:: Extracted data

PR #412, opened 2015-10-24
Implement callstack level for debugger commands

fatcerberus:
Implement an optional callstack level for debugger commands dealing with the current function activation (such as GetLocals and Eval), allowing e.g. retrieval of variables from earlier activations and not just the topmost one.  This is especially useful when paused at an uncaught error, to ascertain the underlying cause of the crash by walking the stack.

This is implemented in a clean, backwards-compatible manner such that the debugger protocol version remains at v1.

Checklist:
- [x] Implement callstack level for GetLocals
- [x] Implement callstack level for GetVar/PutVar
- [x] Implement callstack level for Eval
- [x] Document the new parameter in `debugger.rst`
- [x] Manual testing to ensure correct and compatible functionality
- [x] Await results of branch review and clean up as necessary

### DIFF
--- a/src/duk_bi_global.c
+++ b/src/duk_bi_global.c
@@ -450,11 +450,10 @@ DUK_INTERNAL duk_ret_t duk_bi_global_object_eval(duk_context *ctx) {
 	}
 
 #if defined(DUK_USE_DEBUGGER_SUPPORT)
-	/*  XXX: level is used only by the debugger and should never be present
-	 *  for eval() called from Ecmascript code. is there a way to assert for
-	 *  this?
+	/*  NOTE: level is used only by the debugger and should never be present
+	 *  for an Ecmascript eval().
 	 */
-	level = -2;
+	level = -2;  /* by default, use caller's environment */
 	if (duk_get_top(ctx) >= 2 && duk_is_number(ctx, 1)) {
 		level = duk_get_int(ctx, 1);
 	}
--- a/src/duk_bi_global.c
+++ b/src/duk_bi_global.c
@@ -429,6 +429,7 @@ DUK_INTERNAL duk_ret_t duk_bi_global_object_eval(duk_context *ctx) {
 	duk_hobject *outer_var_env;
 	duk_bool_t this_to_global = 1;
 	duk_small_uint_t comp_flags;
+	duk_int_t level = -2;
 
 	DUK_ASSERT_TOP(ctx, 1);
 	DUK_ASSERT(thr->callstack_top >= 1);  /* at least this function exists */
@@ -448,15 +449,27 @@ DUK_INTERNAL duk_ret_t duk_bi_global_object_eval(duk_context *ctx) {
 		return 1;  /* return arg as-is */
 	}
 
+#if defined(DUK_USE_DEBUGGER_SUPPORT)
+	/*  XXX: level is used only by the debugger and should never be present
+	 *  for eval() called from Ecmascript code. is there a way to assert for
+	 *  this?
+	 */
+	level = -2;
+	if (duk_get_top(ctx) >= 2 && duk_is_number(ctx, 1)) {
+		level = duk_get_int(ctx, 1);
+	}
+	DUK_ASSERT(level <= -2);
+#endif
+
 	/* [ source ] */
 
 	comp_flags = DUK_JS_COMPILE_FLAG_EVAL;
 	act_eval = thr->callstack + thr->callstack_top - 1;    /* this function */
-	if (thr->callstack_top >= 2) {
+	if (thr->callstack_top >= (duk_size_t) -level) {
 		/* Have a calling activation, check for direct eval (otherwise
 		 * assume indirect eval.
 		 */
-		act_caller = thr->callstack + thr->callstack_top - 2;  /* caller */
+		act_caller = thr->callstack + thr->callstack_top + level;  /* caller */
 		if ((act_caller->flags & DUK_ACT_FLAG_STRICT) &&
 		    (act_eval->flags & DUK_ACT_FLAG_DIRECT_EVAL)) {
 			/* Only direct eval inherits strictness from calling code
@@ -486,14 +499,14 @@ DUK_INTERNAL duk_ret_t duk_bi_global_object_eval(duk_context *ctx) {
 	act = thr->callstack + thr->callstack_top - 1;  /* this function */
 	if (act->flags & DUK_ACT_FLAG_DIRECT_EVAL) {
 		DUK_ASSERT(thr->callstack_top >= 2);
-		act = thr->callstack + thr->callstack_top - 2;  /* caller */
+		act = thr->callstack + thr->callstack_top + level;  /* caller */
 		if (act->lex_env == NULL) {
 			DUK_ASSERT(act->var_env == NULL);
 			DUK_DDD(DUK_DDDPRINT("delayed environment initialization"));
 
 			/* this may have side effects, so re-lookup act */
 			duk_js_init_activation_environment_records_delayed(thr, act);
-			act = thr->callstack + thr->callstack_top - 2;
+			act = thr->callstack + thr->callstack_top + level;
 		}
 		DUK_ASSERT(act->lex_env != NULL);
 		DUK_ASSERT(act->var_env != NULL);
@@ -508,7 +521,7 @@ DUK_INTERNAL duk_ret_t duk_bi_global_object_eval(duk_context *ctx) {
 			                     "var_env and lex_env to a fresh env, "
 			                     "this_binding to caller's this_binding"));
 
-			act = thr->callstack + thr->callstack_top - 2;  /* caller */
+			act = thr->callstack + thr->callstack_top + level;  /* caller */
 			act_lex_env = act->lex_env;
 			act = NULL;  /* invalidated */
 
@@ -559,7 +572,7 @@ DUK_INTERNAL duk_ret_t duk_bi_global_object_eval(duk_context *ctx) {
 	} else {
 		duk_tval *tv;
 		DUK_ASSERT(thr->callstack_top >= 2);
-		act = thr->callstack + thr->callstack_top - 2;  /* caller */
+		act = thr->callstack + thr->callstack_top + level;  /* caller */
 		tv = thr->valstack + act->idx_bottom - 1;  /* this is just beneath bottom */
 		DUK_ASSERT(tv >= thr->valstack);
 		duk_push_tval(ctx, tv);
--- a/src/duk_debugger.c
+++ b/src/duk_debugger.c
@@ -1146,7 +1146,7 @@ DUK_LOCAL void duk__debug_handle_get_var(duk_hthread *thr, duk_heap *heap) {
 
 	str = duk_debug_read_hstring(thr);  /* push to stack */
 	DUK_ASSERT(str != NULL);
-	if (duk_debug_peek_byte(thr) != 0x00) {
+	if (duk_debug_peek_byte(thr) != DUK_DBG_MARKER_EOM) {
 		level = duk_debug_read_int(thr);  /* optional callstack level */
 		if (level >= 0 || -level > (duk_int32_t) thr->callstack_top) {
 			DUK_D(DUK_DPRINT("invalid callstack level for GetVar"));
@@ -1197,7 +1197,7 @@ DUK_LOCAL void duk__debug_handle_put_var(duk_hthread *thr, duk_heap *heap) {
 	duk_debug_read_tval(thr);           /* push to stack */
 	tv = duk_get_tval(ctx, -1);
 	DUK_ASSERT(tv != NULL);
-	if (duk_debug_peek_byte(thr) != 0x00) {
+	if (duk_debug_peek_byte(thr) != DUK_DBG_MARKER_EOM) {
 		level = duk_debug_read_int(thr);  /* optional callstack level */
 		if (level >= 0 || -level > (duk_int32_t) thr->callstack_top) {
 			DUK_D(DUK_DPRINT("invalid callstack level for PutVar"));
@@ -1282,7 +1282,7 @@ DUK_LOCAL void duk__debug_handle_get_locals(duk_hthread *thr, duk_heap *heap) {
 
 	DUK_UNREF(heap);
 
-	if (duk_debug_peek_byte(thr) != 0x00) {
+	if (duk_debug_peek_byte(thr) != DUK_DBG_MARKER_EOM) {
 		level = duk_debug_read_int(thr);  /* optional callstack level */
 		if (level >= 0 || -level > (duk_int32_t) thr->callstack_top) {
 			DUK_D(DUK_DPRINT("invalid callstack level for GetLocals"));
@@ -1339,9 +1339,12 @@ DUK_LOCAL void duk__debug_handle_eval(duk_hthread *thr, duk_heap *heap) {
 
 	DUK_D(DUK_DPRINT("debug command Eval"));
 
-	/* The eval code must be executed within the specified activation.
-	 * For now, use global object eval() function, with the eval considered
-	 * a 'direct call to eval'.
+	/* The eval code is executed within the lexical environment of a specified
+	 * activation. For now, use global object eval() function, with the eval
+	 * considered a 'direct call to eval'.
+	 *
+	 * Callstack level for debug commands only affects scope--the callstack as
+	 * seen by, e.g. Duktape.act() will be the same regardless.
 	 */
 
 	/* nargs == 2 so we can pass a callstack level to eval(). */
@@ -1349,7 +1352,7 @@ DUK_LOCAL void duk__debug_handle_eval(duk_hthread *thr, duk_heap *heap) {
 	duk_push_undefined(ctx);  /* 'this' binding shouldn't matter here */
 
 	(void) duk_debug_read_hstring(thr);
-	if (duk_debug_peek_byte(thr) != 0x00) {
+	if (duk_debug_peek_byte(thr) != DUK_DBG_MARKER_EOM) {
 		level = duk_debug_read_int(thr);  /* optional callstack level */
 		if (level >= 0 || -level > (duk_int32_t)thr->callstack_top) {
 			DUK_D(DUK_DPRINT("invalid callstack level for Eval"));
--- a/src/duk_debugger.c
+++ b/src/duk_debugger.c
@@ -49,6 +49,7 @@ DUK_INTERNAL void duk_debug_do_detach(duk_heap *heap) {
 	heap->dbg_step_thread = NULL;
 	heap->dbg_step_csindex = 0;
 	heap->dbg_step_startline = 0;
+	heap->dbg_have_next_byte = 0;
 
 	/* Ensure there are no stale active breakpoint pointers.
 	 * Breakpoint list is currently kept - we could empty it
@@ -149,6 +150,21 @@ DUK_INTERNAL void duk_debug_skip_byte(duk_hthread *thr) {
  *  Debug connection read primitives
  */
 
+/* Peek ahead in the stream one byte. */
+DUK_INTERNAL uint8_t duk_debug_peek_byte(duk_hthread *thr) {
+	/* It is important not to call this if the last byte read was an EOM.
+	 * Reading ahead in this scenario would cause unnecessary blocking if
+	 * another message is not available.
+	 */
+
+	duk_uint8_t x;
+
+	x = duk_debug_read_byte(thr);
+	thr->heap->dbg_have_next_byte = 1;
+	thr->heap->dbg_next_byte = x;
+	return x;
+}
+
 /* Read fully. */
 DUK_INTERNAL void duk_debug_read_bytes(duk_hthread *thr, duk_uint8_t *data, duk_size_t length) {
 	duk_heap *heap;
@@ -165,7 +181,12 @@ DUK_INTERNAL void duk_debug_read_bytes(duk_hthread *thr, duk_uint8_t *data, duk_
 		goto fail;
 	}
 
+	/* NOTE: length may be zero */
 	p = data;
+	if (length >= 1 && heap->dbg_have_next_byte) {
+		heap->dbg_have_next_byte = 0;
+		*p++ = heap->dbg_next_byte;
+	}
 	for (;;) {
 		left = (duk_size_t) ((data + length) - p);
 		if (left == 0) {
@@ -202,6 +223,11 @@ DUK_INTERNAL duk_uint8_t duk_debug_read_byte(duk_hthread *thr) {
 	if (heap->dbg_read_cb == NULL) {
 		DUK_D(DUK_DPRINT("attempt to read 1 bytes in detached state, return zero data"));
 		return 0;
+	}
+
+	if (heap->dbg_have_next_byte) {
+		heap->dbg_have_next_byte = 0;
+		return heap->dbg_next_byte;
 	}
 
 	x = 0;  /* just in case callback is broken and won't write 'x' */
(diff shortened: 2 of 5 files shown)


fatcerberus:
Regarding the FIXME: There doesn't seem to be any way to read ahead in the debug stream?

I'd like to implement this so that the callstack level is optional (defaulting to -1) to maintain protocol compatibility, but I can't risk reading ahead because if I happen to retire the EOM, then best I can tell the subsequent skip_to_eom() would skip the entire following message.

svaarala:
Yeah, there isn't a read window or an actual "peek for byte(s)" primitive now, the "peek" is for availability of bytes only. This would need some changes to make it easier to do conditional parsing.

For this change specifically it'd actually be enough to just consume the EOM and then somehow flag that it was already consumed so that it didn't need to be scanned for again. But this'd be quite awkward, and wouldn't work in other cases.

Adding the ability to push back a limited number of bytes should work and be relatively clean. We'd then just detect those pushed back bytes in `duk_debug_read_bytes()` (before the actual transport read loop) and `duk_debug_read_peek()` (returning > 0 if there were pushed back bytes).

A limited pushback window won't be enough to handle a generic "unconsume dvalue" case because dvalues have no upper size limit - but it would be enough to unconsume an EOM specifically. It would also allow a conditional dvalue read, e.g. "read dvalue unless EOM" or "read integer dvalue (or fail if not integer)" because one byte is enough to detect the EOM. For these two conditional reads a 1-byte pushback would be enough.

We could also use a read-ahead window so that we'd always try to keep more data available than was consumed. One would have to be careful with blocking here though, as we can't always guarantee there's e.g. at least one extra byte waiting if none are available. So a limited pushback might be easier to implement?

fatcerberus:
The EOM pushback would probably be sufficient in general for the foreseeable future.  This is really the only use case I imagine for it, to ensure `duk__debug_skip_to_eom()` doesn't eat the following message.  For any other dvalue type, if the bytes are consumed then it's a pretty safe assumption that the debug command needed them, otherwise it wouldn't have initiated the read.  It's just that if that read comes back with an EOM instead of a parameter, we need to put it back.

Another issue I can see is that there is apparently no generic helper for reading dvalues.  Concretely in this case, the `duk_debug_read_int()` call will break the connection if it encounters an EOM instead of the expected integer.  Not sure how to go about fixing that yet, I'll have to give the debugger code another lookover.

svaarala:
Right, if peeking for EOM is the only case for the foreseeable future, then just flagging that "oops, EOM is already eaten" and checking for that in the message loop would be sufficient. Hopefully there'd be some clean way to do that.

There's a generic `duk_debug_read_tval()` which will push the value read on the value stack - you can use that for a type independent dvalue read. I wanted to avoid creating yet another intermediate tag/value representation in the debugger code so that's why most read calls will read a specific type, and the few places where an arbitrary type is accepted `duk_debug_read_tval()` is used. It won't accept EOMs etc however, because it's not a *dvalue* reader but a `duk_tval` reader.

The current deubgger implementation is a reflection of the basic idea that Duktape wouldn't accumulate too much version dependent and optional backwards compatible features. Rather, the debug protocol version would be bumped (and announced in the protocol), and the debug client would then know what Duktape expects. That's why the only way to extend messages is by appending new values (which is not very well supported by the current reading code as you noted); there's no structured value support etc.

I won't go into it too much, but my hunch is that at the moment fork lift upgrading the debugger rather doing a lot of incremental development to incorporate features like heap walking would be a better option. For backwards compatibility it'd be relatively simple to support both protocol version 1 (current) and 2 (next) at the same time, with separate `duk_debugger.c` files providing the debugger implementation. Even going forward supporting "current" and "previous" fork lift version might be reasonable, because the debugger integrates quite narrowly to other internals -- at least for the time being.

svaarala:
All that said, I won't object to this pull if it can be implemented cleanly :-)

fatcerberus:
I'm generally good at maintaining compatibility in a clean way; I managed to maintain full Sphere 1.5 compatibility in minisphere 2.0 without any ugly hacks, so I'll see what I can do here.

My main thing is I don't want to bump the protocol version unnecessarily for such a tiny change, and it probably makes sense for the call index to be optional anyway (using the top activation by default), even for clients which are aware of the extra parameter.

svaarala:
It's not so much the difficulty but the effort related in updating documentation incrementally, regression testing, etc. Sometimes this is unavoidable, and it does affect other areas of Duktape.

Sometimes it's cleaner and more efficient to do "feature packs" rather than individual features. With the debugger this might be the case, because the current debugger version really is just a "first pass" at debugger support. It was quite tightly timeboxed too, so several compromises had to be made. To improve on the basic structure, backwards incompatible changes will be needed pretty soon, and I hope to avoid a too long backwards compatibility baggage going forwards.

Obviously this is balancing between user convenience and overall project progress. That's why I've been considering support a relatively static "previous" (or "stable") debugger protocol version and a "current" (or "in progress") debugger protocol version simultaneously. Incompatible changes could be made freely for the "in progress" version while the "stable" version wouldn't gain much features but we wouldn't be causing debug clients too much hassle until they're ready to upgrade. At any point we'd only support two protocol versions so old features would phase out naturally.

To be clear, I don't mean the breaking changes will be "rewrite 50% of the debug client" :) But rather, we wouldn't need to hesitate about reorganizing some command format if it needs to be done. Longer term this might be more desirable than shoehorning additional parameters in, or establishing new commands with slight parameter variations (for example), because all that stuff adds up over time.

The other approach would be for the protocol to be more easily extensible (support structured values with optional keys for example instead of relying on a list of dvalues only). But that has other costs, of course.

Anyway, this was more of a high level issue, not really an issue for this pull.

fatcerberus:
I figured out a way to do this cleanly and generically:

1. Implement a one-byte pushback, like C `ungetc()`.
2. Add a helper to read the next byte from the stream, and immediately push it back using the aforementioned mechanism.  Conceptually this is simply a one-byte lookahead.
3. Based on the byte returned to the caller, it can decide how to proceed.  Since dvalue type is always encoded by a single byte and Duktape assumes it can read an entire message at a time, unnecessary blocking isn't an issue.
4. In any case, the terminating EOM is never accidentally eaten (because.Step 2 puts it back).

svaarala:
That sounds good to me -- the pushback byte would then need special handling in the lowest level read primitive but nothing above that (including "skip bytes" which just reads and will just work).

fatcerberus:
This is one of the reasons I like NUL-terminated strings (and terminators in general) too: If you can assume the terminator is always present, then you can always safely look one element ahead.

fatcerberus:
Quick question that I can't ascertain from looking over the debugger code: Is `duk_debug_read_bytes()` guaranteed to be called with `length >= 1`?  Or can the length be zero in the case of, e.g. empty strings?

fatcerberus:
@svaarala Here's a much better implementation.  Let me know what you think.

svaarala:
A zero-read is possible yes, at least for strings. It might be good to note that in a comment because as you say it's not apparent.

svaarala:
Looks pretty good to me at a glance :) Adding initialization/assert for at least "have next byte" is needed to handle multiple attaches.

fatcerberus:
Calling attach while already attached is a no-op right?  `heap->dbg_have_next_byte` is set to 0 (false) on detach, so an assert should be sufficient I think.

svaarala:
Hmm, I guess attach should actually check for an attach without previous detach - but it doesn't now.

Is there a guarantee `dbg_have_next_byte != 0` if, say, an error is thrown during debugger message handling and a followup detach?

I guess the consistent handling would be to zero them out in `duk_debug_do_detach()` and initialize them in `duk_debugger_attach()` as is done for other variables. That pushback state is associated with a specific transport so it should never carry over a transport change.

fatcerberus:
`duk_debug_do_detach()` in the current branch sets `dbg_have_next_byte` to zero, so as long as something doesn't go horribly wrong causing the detach handler not to be called, that part should be fine.

I agree that it should be explicitly initialized to zero on attach, I'll add that.

fatcerberus:
Somewhat related: I tried to implement a callstack level for Eval as well, but ran into an issue: the Eval handler simply calls the built-in `eval()` which naturally always runs in the context of the current activation.  I first considered a hack like this:

```javascript
	old_top = thr->callstack_top;
	thr->callstack_top -= (level + 1);
	call_ret = duk_handle_call(thr, 1 /*num_stack_args*/, call_flags);
	thr->callstack_top = old_top;
```

But then realized that would clobber the activations above `level`.  So it doesn't seem like implementing this for Eval will be an easy change.  I'll look into it further after this is merged.

fatcerberus:
Alright, I cleaned up the changes, added some comments, and also implemented callstack level for GetVar while I was at it.

fatcerberus:
By the way, I managed to get callstack level working for Eval in my local copy, as well. :)  As I said, I'll open a separate pull for that once everything has been sorted out in this one.

svaarala:
Setting the top would also change GC reachability which would probably be unfixable.

The easiest change is probably to refactor eval() a little bit - basically you want to compile a function (eval code) and give it an explicit environment record. I can help with that change - maybe we could do it in a separate pull?

fatcerberus:
I managed to get it working in my local copy by passing a callstack index as a second argument to the built-in Duktape/C eval function.  Ecmascript evals never see this because the built-in function is pushed with nargs == 1. :)

I didnt add it to this pull though because I think it's probably best to do the Eval change in a separate pull, there are a lot more things that can go wrong. JS eval is a very strange beast.

By the way, how do I add the mergeready label?  It doesn't seem to let me edit the labels for the pull.

fatcerberus:
There may be a bug in this related to running GetLocals/GetVar against a native activation (Duktape doesn't send a reply), further testing will be needed to ensure the bug is in Duktape code and not my client implementation.

fatcerberus:
If you're curious, here's a prototype I came up with for Eval callstack level:
https://github.com/fatcerberus/duktape/commit/a62a146e5cdbf3882af08ea0719f2ea01870b051

fatcerberus:
Follow up to above: The implementation works flawlessly, it was my glitchy thrown-together client. :)

I consider this merge-ready from my end.  We'll do the Eval change in a separate pull, the current setup I have for that is kind of hacky.

svaarala:
@fatcerberus Sounds good :) I've been quite busy the past few days (and will be for a few more), I'll try to look into this ASAP. As for the labeling, I guess you can't enable public labeling which is too bad :/

src/duk_debugger.c
```diff
@@ -149,6 +150,22 @@ DUK_INTERNAL void duk_debug_skip_byte(duk_hthread *thr) {
  *  Debug connection read primitives
  */
 
+/* Peek ahead in the stream one byte. */
+DUK_INTERNAL uint8_t duk_debug_peek_byte(duk_hthread *thr)
+{
```
svaarala: Style trivia: opening brace on same line as function args.

svaarala:
After a first read-through of the diff, everything seemed logical. That pushback byte worked its way in there pretty cleanly after all :) I'll give it a bit more thorough read-through tomorrow and see if I could add some support into the web UI (useful for manual regression testing too).

fatcerberus:
Okay, I fixed the style issue you mentioned and also implemented callstack level for PutVar as well, for symmetry with GetVar.

fatcerberus:
After quite a bit of real-world testing I changed my mind: I cleaned up the Eval changes and merged them into this branch.  I still consider this merge-ready.

src/duk_debugger.c
```diff
@@ -1284,27 +1346,41 @@ DUK_LOCAL void duk__debug_handle_eval(duk_hthread *thr, duk_heap *heap) {
...
+	/* nargs == 2 so we can pass a callstack level to eval(). */
+	duk_push_c_function(ctx, duk_bi_global_object_eval, 2 /*nargs*/);
 	duk_push_undefined(ctx);  /* 'this' binding shouldn't matter here */
 	(void) duk_debug_read_hstring(thr);
+	if (duk_debug_peek_byte(thr) != 0x00) {
+		level = duk_debug_read_int(thr);  /* optional callstack level */
+		if (level >= 0 || -level > (duk_int32_t)thr->callstack_top) {
+			DUK_D(DUK_DPRINT("invalid callstack level for Eval"));
+			duk_debug_write_error_eom(thr, DUK_DBG_ERR_NOTFOUND, "invalid callstack level");
+			return;
```
svaarala: When this error happens the current code leaves temporaries on the value stack. These should cause an assert failure in the debugger "process messages" loop.

It might actually be less error prone to change the "process messages" loop to store the top-at-entry value, and forcibly reset the value stack top when completing a message handle: this would be more robust and would allow error paths to just return instead of carefully pop stuff first.

fatcerberus: So in other words, the same way Duktape handles unmatched pushes in a Duktape/C function.  That's probably a good idea, it will make error handling cleaner at least.  That said, I'll fix the bug here. :-)

svaarala:
Re: that value stack thing, the best place might be in "duk__debug_process_message".

I'll merge a cleanup step into master with this change - I'll also clean the other message handlers.

fatcerberus:
So do you want me to fix the bug here, or...?

svaarala:
It's probably best to make the structure more robust - I'll post a branch shortly with the message loop change. If you rebase on that there should be no need to fix the issue.

svaarala:
Ok, this is the pull: https://github.com/svaarala/duktape/pull/419

I'll test the debugger functionality before merging, should be in master soon.

svaarala:
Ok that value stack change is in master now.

::::

• **What is needed**: Going through the listing, tally each line that contains "activations", then state the total with no other text.

• **Solution to the exercise**: 2